# Official Announcement



## JPigg55 (Dec 16, 2017)

I just finished ready the latest 'Official Announcement' on the Home page.
There have been many times in my life and working career with major changes and people/friends leaving. It's never easy, but each must take their own path.
Usually, these changes come with bumps in the road as things  progress. Hopefully, things will smooth out quickly.
A fond farewell to Nels and a special thank you for your creation. May it continue for a long, long time.


----------



## mikey (Dec 16, 2017)

I join JPigg in expressing my heartfelt thanks to Nelson and Tony for both creating this wonderful forum and creating a milieu where we can share, support each other and learn. All of us wish to make a difference and leave the world a better place - you guys did that!

Nelson, my sincere best wishes to you. I've expressed my gratitude to you in times past but as you go your own way, know that what you did here is unique. The members will try to maintain it but it was you that started it - thank you!

Tony, happy you'll still be around. You've brought a wealth of sound advice and common sense to the forum and I'm glad we aren't losing you. Enjoy the break knowing that you done good, and you did it for years - thank you!
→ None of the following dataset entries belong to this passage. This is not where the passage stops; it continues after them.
PR #484, opened 2019-08-01
Update .travis.yml

mit-mit:
Upgrade to Ubuntu 18.04


mit-mit:
This should give us TeX 2017 according to https://www.tug.org/texlive/debian.html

Ken, Gator and Terry - BIG shoes to fill but I know you guys are more than up to the task. Can't think of a better bunch of guys to take over the management of the forum and for what it's worth, you have my full support!


Mike


----------



## dlane (Dec 16, 2017)

OFFICIAL ANNOUNCEMENT
Who bought it


----------



## JimDawson (Dec 16, 2017)

dlane said:


> OFFICIAL ANNOUNCEMENT
> Who bought it



Nobody bought it, nor will H-M ever be sold.  It is a 501(3) (C) corporation.  It is run by the same staff that has been running things for a long time.  There have been some changes in duties, but the staff is the same.  You're just going to have to put up with us


----------



## rock_breaker (Dec 17, 2017)

The work Nels has done is greatly appreciated. Thank you. To the rest of the crew a heartfelt thank you as well.  
This is a fabulous website and I hope it will remain so for years to come. The sharing of ideas and "how to" discussions have solved problems for me on many occasions. 
Ray


----------



## markba633csi (Dec 17, 2017)

It's a breath of fresh air- it's Hobby-Machinist.com!  
another shameless commercial plug


----------



## .LMS. (Dec 17, 2017)

The civility here and the help everyone gives each other is a breath of fresh air compared to other sites.   Glad it wasn't sold and the inmates can continue to rule it!


----------



## Suzuki4evr (Dec 17, 2017)

.LMS. said:


> The civility here and the help everyone gives each other is a breath of fresh air compared to other sites.   Glad it wasn't sold and the inmates can continue to rule it!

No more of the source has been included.